(Dataset entries)

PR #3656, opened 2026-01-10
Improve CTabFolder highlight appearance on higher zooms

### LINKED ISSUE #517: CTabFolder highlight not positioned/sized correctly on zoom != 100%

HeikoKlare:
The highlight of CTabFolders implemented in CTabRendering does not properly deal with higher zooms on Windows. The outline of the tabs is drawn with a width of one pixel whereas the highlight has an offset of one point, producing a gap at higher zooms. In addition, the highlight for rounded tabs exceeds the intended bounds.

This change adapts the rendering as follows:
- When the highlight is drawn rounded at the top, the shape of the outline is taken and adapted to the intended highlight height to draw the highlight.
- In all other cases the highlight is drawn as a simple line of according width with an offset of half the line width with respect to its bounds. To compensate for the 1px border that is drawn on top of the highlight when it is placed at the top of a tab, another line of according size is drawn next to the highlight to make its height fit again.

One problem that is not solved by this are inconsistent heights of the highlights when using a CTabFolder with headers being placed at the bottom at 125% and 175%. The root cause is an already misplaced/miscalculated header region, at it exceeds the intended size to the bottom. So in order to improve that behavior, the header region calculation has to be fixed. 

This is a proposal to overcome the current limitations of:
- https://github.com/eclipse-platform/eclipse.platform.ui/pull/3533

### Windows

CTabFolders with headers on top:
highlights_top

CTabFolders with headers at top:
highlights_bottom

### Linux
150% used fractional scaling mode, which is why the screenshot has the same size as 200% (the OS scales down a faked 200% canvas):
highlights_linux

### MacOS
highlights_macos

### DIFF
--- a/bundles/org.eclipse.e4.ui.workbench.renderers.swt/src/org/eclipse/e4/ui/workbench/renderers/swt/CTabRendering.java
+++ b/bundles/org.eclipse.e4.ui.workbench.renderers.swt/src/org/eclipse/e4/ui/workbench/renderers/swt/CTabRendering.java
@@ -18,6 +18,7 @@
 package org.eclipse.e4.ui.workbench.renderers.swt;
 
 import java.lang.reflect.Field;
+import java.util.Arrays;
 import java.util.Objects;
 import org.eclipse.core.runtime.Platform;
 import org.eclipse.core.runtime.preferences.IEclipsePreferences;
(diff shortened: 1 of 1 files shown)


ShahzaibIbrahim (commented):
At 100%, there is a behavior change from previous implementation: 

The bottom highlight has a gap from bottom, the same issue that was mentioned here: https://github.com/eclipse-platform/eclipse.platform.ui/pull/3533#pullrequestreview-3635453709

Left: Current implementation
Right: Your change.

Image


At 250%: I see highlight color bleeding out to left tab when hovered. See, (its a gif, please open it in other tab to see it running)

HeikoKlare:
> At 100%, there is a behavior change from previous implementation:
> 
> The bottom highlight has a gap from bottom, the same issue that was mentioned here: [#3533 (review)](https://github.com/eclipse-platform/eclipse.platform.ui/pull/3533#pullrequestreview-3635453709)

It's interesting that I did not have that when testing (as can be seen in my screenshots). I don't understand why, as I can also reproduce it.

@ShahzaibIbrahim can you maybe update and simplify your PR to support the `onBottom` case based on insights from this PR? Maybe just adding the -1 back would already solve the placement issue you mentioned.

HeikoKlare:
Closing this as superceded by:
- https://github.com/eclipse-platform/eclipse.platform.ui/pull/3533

* What you should do
Transcribe the data above in full, exactly as it appears.

* Result of this exercise
PR #3656, opened 2026-01-10
Improve CTabFolder highlight appearance on higher zooms

### LINKED ISSUE #517: CTabFolder highlight not positioned/sized correctly on zoom != 100%

HeikoKlare:
The highlight of CTabFolders implemented in CTabRendering does not properly deal with higher zooms on Windows. The outline of the tabs is drawn with a width of one pixel whereas the highlight has an offset of one point, producing a gap at higher zooms. In addition, the highlight for rounded tabs exceeds the intended bounds.

This change adapts the rendering as follows:
- When the highlight is drawn rounded at the top, the shape of the outline is taken and adapted to the intended highlight height to draw the highlight.
- In all other cases the highlight is drawn as a simple line of according width with an offset of half the line width with respect to its bounds. To compensate for the 1px border that is drawn on top of the highlight when it is placed at the top of a tab, another line of according size is drawn next to the highlight to make its height fit again.

One problem that is not solved by this are inconsistent heights of the highlights when using a CTabFolder with headers being placed at the bottom at 125% and 175%. The root cause is an already misplaced/miscalculated header region, at it exceeds the intended size to the bottom. So in order to improve that behavior, the header region calculation has to be fixed. 

This is a proposal to overcome the current limitations of:
- https://github.com/eclipse-platform/eclipse.platform.ui/pull/3533

### Windows

CTabFolders with headers on top:
highlights_top

CTabFolders with headers at top:
highlights_bottom

### Linux
150% used fractional scaling mode, which is why the screenshot has the same size as 200% (the OS scales down a faked 200% canvas):
highlights_linux

### MacOS
highlights_macos

### DIFF
--- a/bundles/org.eclipse.e4.ui.workbench.renderers.swt/src/org/eclipse/e4/ui/workbench/renderers/swt/CTabRendering.java
+++ b/bundles/org.eclipse.e4.ui.workbench.renderers.swt/src/org/eclipse/e4/ui/workbench/renderers/swt/CTabRendering.java
@@ -18,6 +18,7 @@
 package org.eclipse.e4.ui.workbench.renderers.swt;
 
 import java.lang.reflect.Field;
+import java.util.Arrays;
 import java.util.Objects;
 import org.eclipse.core.runtime.Platform;
 import org.eclipse.core.runtime.preferences.IEclipsePreferences;
(diff shortened: 1 of 1 files shown)


ShahzaibIbrahim (commented):
At 100%, there is a behavior change from previous implementation: 

The bottom highlight has a gap from bottom, the same issue that was mentioned here: https://github.com/eclipse-platform/eclipse.platform.ui/pull/3533#pullrequestreview-3635453709

Left: Current implementation
Right: Your change.

Image


At 250%: I see highlight color bleeding out to left tab when hovered. See, (its a gif, please open it in other tab to see it running)

HeikoKlare:
> At 100%, there is a behavior change from previous implementation:
> 
> The bottom highlight has a gap from bottom, the same issue that was mentioned here: [#3533 (review)](https://github.com/eclipse-platform/eclipse.platform.ui/pull/3533#pullrequestreview-3635453709)

It's interesting that I did not have that when testing (as can be seen in my screenshots). I don't understand why, as I can also reproduce it.

@ShahzaibIbrahim can you maybe update and simplify your PR to support the `onBottom` case based on insights from this PR? Maybe just adding the -1 back would already solve the placement issue you mentioned.

HeikoKlare:
Closing this as superceded by:
- https://github.com/eclipse-platform/eclipse.platform.ui/pull/3533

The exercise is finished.